L’épreuve anticipée de philosophie, en prélude au Baccalauréat, prévue cette année pour le 29 Juin offre l’occasion aux différents professeurs de philosophie et spécialistes de dispenser des conseils, de procéder aux derniers réglages. Si ce n’est pas fait en classe, à la veille des anticipée, c’est à l’occasion de journées de révisions organisées le plus souvent dans les établissements. Une occasion pour passer en revue le programme et donner des conseils méthodologiques.
C’est à cette occasion que j’ai été sollicité par un établissement pour donner ma contribution lors d’une conférence. Les notes et remarques sont l’objet de ce texte que j’ai voulu partager avec nos candidats.
J’ai voulu sortir des sentiers battus, pour ne pas revenir sur les cours ou notions traités en classe mais inscrire mon propos dans une perspective didactique et attirer l’attention des candidats, sur ce qu’on attend d’eux, sur les pièges qu’ils doivent éviter et surtout sur les exigences de la communication écrite. L’expérience que nous avons des jurys de correction nous l’autorise.
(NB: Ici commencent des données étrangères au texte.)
PR #188, opened 2021-04-10
Add more mpris support

Douile:
Report all the information from SongDescription to MPRIS, this meant adding album name and art url.

I would've added more but it seems unecessary to add extra information to SongDescription
just for mpris reporting

### DIFF
--- a/src/dbus/mpris.rs
+++ b/src/dbus/mpris.rs
@@ -86,14 +86,7 @@ impl SpotMprisPlayer {
     }
 
     pub fn open_uri(&self, Uri: &str) -> Result<()> {
-        println!("Open Uri={}", Uri);
-        if let Some(id) = Uri.strip_prefix("/dev/alextren/Spot/Track/") {
-            self.sender
-                .unbounded_send(PlaybackAction::Load(id.to_string()).into())
-                .map_err(|_| Error::Failed("Coult not send action".to_string()))
-        } else {
-            Err(Error::NotSupported("Unsupported URI".to_string()))
-        }
+        Err(Error::NotSupported("Not implemented".to_string()))
     }
 
     pub fn pause(&self) -> Result<()> {
--- a/src/dbus/mpris.rs
+++ b/src/dbus/mpris.rs
@@ -146,7 +146,7 @@ impl SpotMprisPlayer {
     }
 
     pub fn seek(&self, Offset: i64) -> Result<()> {
-        if !self.can_seek() {
+        if !self.state.current_track().is_some() {
             return Ok(());
         }
 
@@ -164,7 +164,7 @@ impl SpotMprisPlayer {
     }
 
     pub fn set_position(&self, TrackId: ObjectPath, Position: i64) -> Result<()> {
-        if !self.can_seek() {
+        if !self.state.current_track().is_some() {
             return Ok(());
         }
 
--- a/src/dbus/mpris.rs
+++ b/src/dbus/mpris.rs
@@ -2,10 +2,11 @@
 #![allow(unused_variables)]
 
 use futures::channel::mpsc::UnboundedSender;
-use std::convert::Into;
+use std::convert::{Into, TryInto};
 use zbus::dbus_interface;
 use zbus::fdo::{Error, Result};
 use zbus::ObjectServer;
+use zvariant::ObjectPath;
 
 use super::types::*;
 use crate::app::{state::PlaybackAction, AppAction};
@@ -85,7 +86,14 @@ impl SpotMprisPlayer {
     }
 
     pub fn open_uri(&self, Uri: &str) -> Result<()> {
-        Err(Error::NotSupported("Not implemented".to_string()))
+        println!("Open Uri={}", Uri);
+        if let Some(id) = Uri.strip_prefix("/dev/alextren/Spot/Track/") {
+            self.sender
+                .unbounded_send(PlaybackAction::Load(id.to_string()).into())
+                .map_err(|_| Error::Failed("Coult not send action".to_string()))
+        } else {
+            Err(Error::NotSupported("Unsupported URI".to_string()))
+        }
     }
 
     pub fn pause(&self) -> Result<()> {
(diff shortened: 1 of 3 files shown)


xou816:
Oooh, nice!! I always assumed it would be more complicated to handle album art, that a remote URL wouldn't work

...actually doesn't show up for me in GNOME 40, is it working for you? Am I missing something?

Douile:
What you using to look at the metadata? It shows up for me in playerctl and URL leads to image. Maybe gnome doesn't like the metadata name I used from freedesktops spec https://www.freedesktop.org/wiki/Specifications/mpris-spec/metadata/

To make a local image doesn't seem that hard, Could just request a temporary file name in /tmp and always write the image there when it updates (would be more complicated if we have to change name). That probably wouldn't on flatpak though.

The easiest way would be sending a base64 encoded dataURL instead imo, but idk if that's suported.

Douile:
**TODO**:
- [ ] OpenURI doesn't update UI
  - [ ] Now playing doesn't change
  - [ ] Status bar reports, no song playing
  - [ ] Seek bar dissapears
- [ ] OpenURI should maybe support playing playlists and albums
- [ ] OpenURI should maybe also support spotify URIs (because why not)
- [ ] Possibly implement shuffle
  - [ ] Current player state only supports toggling
    - [ ] Need to be able to explicitly set shuffle on/off
    - [ ] Need to be able to query shuffle state

xou816:
I see the metadata just fine, but I don't know how well mpris clients support remote urls (not great apparently).

That's why I've been putting this off for a while, it poses a few challenges: the album art must be downloaded ahead of time, and we must figure out a path outside the flatpak sandbox where to put the image. I had not though of /tmp actually -- maybe that would solve this second issue!

xou816:
Nice job on OpenURI! Looks interesting! I am not familiar with how clients use it however; how do they obtain the Uris in the first place?

As for your issues with the UI not updating: the Load action only sets some track as playing, but the track has to be in queue first

Douile:
Ye, noticed that. Struggling to find where I can stash a dispatcher to fetch the track data easily though.

Douile:
They can obtain the URI from the metadata, I'm planning on making it support the spotify URIs as well then people can just copy paste a spotify URI and play it in spot.

Douile:
There is also the TrackList reporting thing but that looks a pain to implement

xou816:
Oh right, it's a plain sender right now, it should be fine to replace that with a dispatcher instead!

Douile:
@xou816 sorry haven't had much time to work on this recently. I'm pretty new to rust and even newer to multithreaded rust :). I'm having problems using an `ActionDispatcher` instead of an `UnboundedSender`. I tried swapping them out but I can't get it to compile when it gets passed through threads. 

I've added `dispatcher: Box<ActionDispatcherImpl>` (using `Box<dyn ActionDispatcher>` wasn't working because it doesn't implement Clone but it's a trait :man_shrugging: ) to `SpotMpris` but when I get to 
https://github.com/Douile/spot/blob/649c8855fa7c830cd8351e4e6fa7348fed07ed18/src/dbus/mod.rs#L161-L168
It fails as I can't send between threads, I believe it's something todo with an UnboundedSender within the Worker reference in ActionDispatcherImpl. But I'm stuck, any chance you could bestow some rust wisdom upon me.

Thanks!

Douile:
Oh, I figured out the clone issue I think by adding 
```rust
impl Clone for Box<dyn ActionDispatcher> {
    fn clone(&self) -> Box<dyn ActionDispatcher> {
        self.box_clone()
    }
}
```
But I still can't send `dyn ActionDispatcher + 'static` between threads

xou816:
nw @Douile , I too had forgotten that PR, sorry about that!

Maybe for a start we could split this PR in two parts? The first few commits (for album art, seeking maybe? etc) should be fine to be merged :)

The rest is indeed a bit more complicated :grin: indeed our replacement for the plain sender has to be Send, I had not anticipated as much. 
The issue is that right now, the implementation is not Send, and the box_clone thing does not keep the Send trait either. To make it Send, we'd have to distinguish between a Send and a not Send version of the Worker (the latter allowing to execute non-Send Future tasks, for instance a task that affects a gtk widget directly).

One possible way would be to move the dispatch_local_async requirement to another trait. Then there'd be some more substantial work on having another implementation of this updated ActionDispatcher not depend on the current Worker thing, but on something similar that would be Send.

I'd gladly help you to look into this! :) if you go ahead with splitting the MR, I'll work against your branch on this part!

Douile:
Ok thanks, I'll revert to before adding the API requests. I'll also open an issue with the TODO list.

Douile:
[OpenURI](https://github.com/xou816/spot/pull/188/commits/5e9c82b916ef971bf2b81e919a9fc42a5437aa1d) introduces a bug where if you open a song not in the queue the UI will not update

xou816:
Yup, remove OpenURI for now and we'll work on it in a separate MR :) 

also would you mind squashing your commits to tidy up the history a bit? Then I'll review this first MR!

src/dbus/mpris.rs
```diff
@@ -145,11 +146,44 @@ impl SpotMprisPlayer {
     }
 
     pub fn seek(&self, Offset: i64) -> Result<()> {
-        Ok(())
+        if !self.can_seek() {
```
xou816, line 149: I'd prefer if calls to can_seek were replaced with `self.state.current_track().is_some()` or a dedicated non-pub fn, since can_seek is the public interface used by dbus clients, and the macros at play here could have unintended side effects!

src/dbus/mpris.rs
```diff
@@ -145,11 +146,44 @@ impl SpotMprisPlayer {
...
+    pub fn set_position(&self, TrackId: ObjectPath, Position: i64) -> Result<()> {
+        if !self.can_seek() {
+            return Ok(());
+        }
+
+        if TrackId.to_string() != self.metadata().id {
+            return Ok(());
+        }
+
+        // FIXME: Implicit position < 0 check by casting to u32
```
xou816, line 175: not sure what you would want to do? I think the TryInto or TryFrom implementation would return an Err variant if we had a position < 0?

src/dbus/mpris.rs
```diff
@@ -145,11 +146,44 @@ impl SpotMprisPlayer {
...
+        let pos: u32 = (Position / 1000)
+            .try_into()
+            .map_err(|_| zbus::fdo::Error::Failed("Could not parse position".to_string()))?;
+
+        if pos as u64 > self.metadata().length / 1000 {
```
xou816, line 180: Maybe compare Position and metadata().length earlier on? To avoid this division (and maybe a cast too?)

src/dbus/mpris.rs
Douile: Yes I must've deleted the commit that removed this FIXME when rebasing

src/dbus/mpris.rs
Douile: Unfortunately I think a cast is necessary here, but moving can avoid a division.

xou816:
Sorry should have mentioned that earlier but there's one other occurrence of can_seek that can be replaced!

Rest looks fine to me :)

Douile:
My bad should've seen this

xou816 (approved):

xou816:
No worries, merging :) thanks for your work!!

xou816:
hey  @Douile , I realize I have not taken proper time to test this; is the position/offset control working for you? Been playing with playerctl, and it's not :/ (getting a warning about trackId not being properly exposed as a dbus identifier, not sure if that's the issue or if it's an unrelated issue). Should I open an issue or am I missing something?

Douile:
> hey @Douile , I realize I have not taken proper time to test this; is the position/offset control working for you? Been playing with playerctl, and it's not :/ (getting a warning about trackId not being properly exposed as a dbus identifier, not sure if that's the issue or if it's an unrelated issue). Should I open an issue or am I missing something?

Set position works for me when I was testing, with something like `playerctl position 10`.

The trackId warning i think is fine, it's because the report the track id as a string and not as a dbus object. I looked into reporting as an object but I couldn't find an easy way to do it with our dbus library.

Douile:
I think there is an issue with seeking backwards actually, It throws could not parse position. Seeking forwards work. But defiantly worth opening an issue.

Douile:
That's cos I cast the offset to i32 :man_facepalming:

xou816:
Sorry, I just got confused by playerctl's postfix syntax for relative seeking!

But you're right about negative seeking! Good catch!!

Also no worries AT ALL, it's not released, no big deal, and well, it wasn't even working before :)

Il est question de rappeler aux candidats qu’ils n’ont pas à être prisonniers des cours des professeurs, ni des notions abordées en classe. La philosophie, on a l’habitude de le dire, ne naît pas de la tête des philosophes elle naît des problèmes. Et, j’ai l’habitude de dire à mes élèves, reprenant un collègue aujourd’hui décédé Feu Louis-Roi Boniface Attolodé, La nouvelle approche ou l’approche par les compétences, pour user du terme consacré, postule un principe d’activité selon lequel l’enfant est celui qui apprend (activement). Comme tel, il est « l’artisan de son propre savoir, non plus seulement un vase à remplir, mais quelqu’un qu’on doit juste aider et que dans tous les cas : l’enseignement de la philosophie perdrait le plus précieux de sa valeur s’il était reçu avec indifférence et passivité comme une simple matière d’examen.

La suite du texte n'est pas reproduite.